Issue #4071, opened 2026-07-01
Unify router capabilities into a single shared bitmask across control and edge channels


andrewpmartinez:
Router capabilities are advertised using a single shared capability namespace across the control channel and the edge (SDK) channel, rather than two independently numbered bitmasks that can drift apart, because a capability should mean the same thing everywhere and be defined in one place.

- Each router capability has one bit value, used identically on both the control channel and the edge channel.
- A router advertises the full capability set to both controllers and SDKs; each consumer acts on the bits it recognizes and ignores the rest.
- Capability advertisement stays wire-compatible with already-released ziti versions.
- The edge router capabilities exposed on the client edge-routers API are unchanged.

PR #4073, opened 2026-07-01
fixes openziti/ziti#4071 unify router capabilities into one shared na…

andrewpmartinez:
…mespace

- keys router capability bits off the sdk-golang RouterCapability enum
- adds GetRouterCapabilitiesMask advertising the full set on both channels
- advertises the shared mask on the control and edge channels
- keeps MultiChannel at bit 1 for control-channel back-compat with released routers

Depends on: https://github.com/openziti/sdk-golang/pull/972


zititest/go.mod
```diff
@@ -190,7 +190,7 @@ require (
 	github.com/openziti/runzmd v1.0.90 // indirect
 	github.com/openziti/secretstream v0.1.51 // indirect
 	github.com/openziti/x509-claims v1.0.3 // indirect
-	github.com/openziti/xweb/v3 v3.0.4 // indirect
+	github.com/openziti/xweb/v3 v3.0.5-0.20260618140905-54cc19903f1c // indirect
```
andrewpmartinez, line 193: Temporary hash reference to be removed after the dependent PR is merged.

plorenz (approved):
Looks good. There are some linter errors, but I think those are unrelated to your commit.

PR #4077, opened 2026-07-02
Fix flaky iat comparison in Test_API_Session_TOTP_Tokens

plorenz:
`Test_API_Session_TOTP_Tokens` intermittently fails at `tests/api_session_totp_token_test.go:195`, asserting the TOTP token's `iat` and the API session token's `iat` are within 2ms. Both are truncated to one-second precision by jwt's default `TimePrecision`, so the delta is either 0 (same wall-clock second) or >= 1s (second-boundary straddle) — the 2ms bound flakes whenever the two issuances straddle a second, which is load-dependent.

Widens the tolerance to one second, which reflects the achievable precision and the intent ("issued at approximately the same time") while still catching tokens issued far apart. Unrelated to any feature work; surfaced on an unrelated PR's CI run.

### DIFF
--- a/tests/api_session_totp_token_test.go
+++ b/tests/api_session_totp_token_test.go
@@ -191,8 +191,12 @@ func Test_API_Session_TOTP_Tokens(t *testing.T) {
 				ctx.NoError(err)
 				ctx.NotNil(issuedAt)
 
+				// The two iat claims are truncated to one-second precision (jwt's default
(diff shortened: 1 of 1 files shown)


dovholuknf (approved):
no issue to link to?

plorenz:
> no issue to link to?

I usually don't make issues for test fixes, since these changes are usually only of interest to internal devs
------------------------------
# WHAT THE TASK ASKS
Everything in the listing is to be restated exactly.

# OUTPUT OF THE TASK
Issue #4071, opened 2026-07-01
Unify router capabilities into a single shared bitmask across control and edge channels


andrewpmartinez:
Router capabilities are advertised using a single shared capability namespace across the control channel and the edge (SDK) channel, rather than two independently numbered bitmasks that can drift apart, because a capability should mean the same thing everywhere and be defined in one place.

- Each router capability has one bit value, used identically on both the control channel and the edge channel.
- A router advertises the full capability set to both controllers and SDKs; each consumer acts on the bits it recognizes and ignores the rest.
- Capability advertisement stays wire-compatible with already-released ziti versions.
- The edge router capabilities exposed on the client edge-routers API are unchanged.

PR #4073, opened 2026-07-01
fixes openziti/ziti#4071 unify router capabilities into one shared na…

andrewpmartinez:
…mespace

- keys router capability bits off the sdk-golang RouterCapability enum
- adds GetRouterCapabilitiesMask advertising the full set on both channels
- advertises the shared mask on the control and edge channels
- keeps MultiChannel at bit 1 for control-channel back-compat with released routers

Depends on: https://github.com/openziti/sdk-golang/pull/972


zititest/go.mod
```diff
@@ -190,7 +190,7 @@ require (
 	github.com/openziti/runzmd v1.0.90 // indirect
 	github.com/openziti/secretstream v0.1.51 // indirect
 	github.com/openziti/x509-claims v1.0.3 // indirect
-	github.com/openziti/xweb/v3 v3.0.4 // indirect
+	github.com/openziti/xweb/v3 v3.0.5-0.20260618140905-54cc19903f1c // indirect
```
andrewpmartinez, line 193: Temporary hash reference to be removed after the dependent PR is merged.

plorenz (approved):
Looks good. There are some linter errors, but I think those are unrelated to your commit.

PR #4077, opened 2026-07-02
Fix flaky iat comparison in Test_API_Session_TOTP_Tokens

plorenz:
`Test_API_Session_TOTP_Tokens` intermittently fails at `tests/api_session_totp_token_test.go:195`, asserting the TOTP token's `iat` and the API session token's `iat` are within 2ms. Both are truncated to one-second precision by jwt's default `TimePrecision`, so the delta is either 0 (same wall-clock second) or >= 1s (second-boundary straddle) — the 2ms bound flakes whenever the two issuances straddle a second, which is load-dependent.

Widens the tolerance to one second, which reflects the achievable precision and the intent ("issued at approximately the same time") while still catching tokens issued far apart. Unrelated to any feature work; surfaced on an unrelated PR's CI run.

### DIFF
--- a/tests/api_session_totp_token_test.go
+++ b/tests/api_session_totp_token_test.go
@@ -191,8 +191,12 @@ func Test_API_Session_TOTP_Tokens(t *testing.T) {
 				ctx.NoError(err)
 				ctx.NotNil(issuedAt)
 
+				// The two iat claims are truncated to one-second precision (jwt's default
(diff shortened: 1 of 1 files shown)


dovholuknf (approved):
no issue to link to?

plorenz:
> no issue to link to?

I usually don't make issues for test fixes, since these changes are usually only of interest to internal devs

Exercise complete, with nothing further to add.